# New Private Message prompt?



## JACKC (Jul 18, 2005)

I continue to get a *New Private Message* prompt frequently as I use the TUG bbs. How do I get rid of it?  It's annoying.

Yes, I have sent and received private TUG messages. but the prompt just won't go away.

Jack


----------



## Makai Guy (Jul 18, 2005)

If you really have new unread private messages, it should show you this fact below your name in the upper right corner of the page when you log on.  If it reads something other than "0 unread", you can click on the Private Messages link there to read them.

You can turn off the notification in your User Control Panel settings, under Edit Options.


----------



## O2L (Jul 18, 2005)

*Read Receipt requested*

Is it possible to revamp the "Read Receipt requested" to "Yes" or "No".

I'm sure that many people feel they have to "OK" it to send rather than just "Cancel" -- which will send the message without the extra read receipt.
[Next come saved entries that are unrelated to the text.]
PR #175, opened 2026-05-18
Set up Github workflow to post a comment when Air and/or Jarl fail

etiennebacher:
This adds two connected workflows to detect CI failure for Air and Jarl. It also posts a comment indicating which one failed and how to fix it locally. This could help new contributors who might be confused on the steps to follow when those checks fail. Note that if both pass on the first try, then we don't publish a comment to say that they pass since that would add noise IMO.  

Those two workflows are:

- `format-lint.yaml`: runs Air and Jarl and stores their results (just a success/failure indicator) in Github artifacts
- `format-lint-pr-comment.yaml`: takes those results and creates an appropriate Github comment 

While it is technically possible to have both in a single workflow using the `pull_request_target` event, it is discouraged to do so for security purposes (see link at the top of `format-lint.yaml`).

Finally, the comment will be published on PRs only once this branch is merged, so we cannot preview what it will look like (but you can refer to the templates to get an idea).

Most the workflows were generated by Claude but I have reviewed them and I've written the templates. 

Part of #165, but it requires #169 to be merged first.


willgearty:
Should we be using commits for the GitHub actions in line with #195?

willgearty (approved):

.github/workflows/templates/air-only.md
```diff
@@ -0,0 +1,6 @@
+<!-- format-lint-check -->
+:x: The formatting check failed. Please install [air](https://posit-dev.github.io/air/cli.html) and run the following command in the terminal (not the R console) to reformat the code:
```
LewisAJones: Should we be a little more verbose and set the expectation here? I am just thinking about potential contributors who have never heard or air/jarl/lint. 

Maybe something along the lines of "This Pull Request failed our automated formatting checks. Please resolve these prior to requesting review. To do so..."

LewisAJones (approved):
This is great for so many reasons, but especially because it should speed up the code review process. I just have one tiny comment!

Should we also do a test PR after this is merged to make sure this is behaving as expected?

.github/workflows/templates/air-only.md
etiennebacher: Done in [5d67445](https://github.com/palaeoverse/palaeoverse/pull/175/commits/5d67445c7790b5b27acaab68517be97ebc1643be), what do you think?

etiennebacher:
> Should we also do a test PR after this is merged to make sure this is behaving as expected?

Yes I'll make a test PR to check all states (no failures from the start, linting issues only, formatting issues only, issues in both).

.github/workflows/templates/air-only.md
LewisAJones: Looks great, thanks @etiennebacher!

PR #180, opened 2026-05-19
Add CI workflow to check spelling

etiennebacher:
This uses the package `spelling`, which flags misspelled words that are not already whitelisted in `inst/WORDLIST`. False positives can be stored in this list with `spelling::update_wordlist()`. This workflow is adapted from https://github.com/easystats/workflows/blob/main/.github/workflows/check-spelling.yaml.

I also fixed a couple of typos reported by `spelling`.

Part of #165 


willgearty (approved):
Looks good, thanks!

inst/WORDLIST
```diff
@@ -0,0 +1,143 @@
...
+occ
+palaeobiological
+palaeobiologists
+palaeobiology
+palaeocoordinates
+palaeolatitudinal
+palaeorotated
+palaeorotation
+palaeoverse's
+paleobiology
```
LewisAJones, line 123: en-GB is preferred over en-US (i.e. palaeobiology vs. paleobiology) in palaeoverse, but there are cases where we reference publications or names (e.g. Paleobiology Database).... How do we want to handle this? Do we automatically pass these over, or always flag them (I'm thinking about new contributors and docs)

inst/WORDLIST
```diff
@@ -0,0 +1,143 @@
...
+paleogeographic
```
LewisAJones, line 124: Same as above.

LewisAJones (approved):
This looks great thanks @etiennebacher! Just one small point for us to think about

inst/WORDLIST
etiennebacher: I don't think there's a way to distinguish those cases, the spellchecker would need extra context or the ability to ignore publication names for instance but this one cannot do that (and I don't know any spellcheckers that can). 

So both en-GB and en-US versions must be present in the wordlist and we'll need to be extra careful  when reviewing docs in future PRs.

LewisAJones: OK, then this sounds like the sensible way forward to me!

This should also free up server space since read receipts would no longer be stored unless specifically requested.


----------



## Makai Guy (Jul 18, 2005)

O2L said:
			
		

> Is it possible to revamp the "Read Receipt requested" to "Yes" or "No".
> 
> I'm sure that many people feel they have to "OK" it to send rather than just "Cancel" -- which will send the message without the extra read receipt.



Good suggestion.  This has always bothered me, too.


----------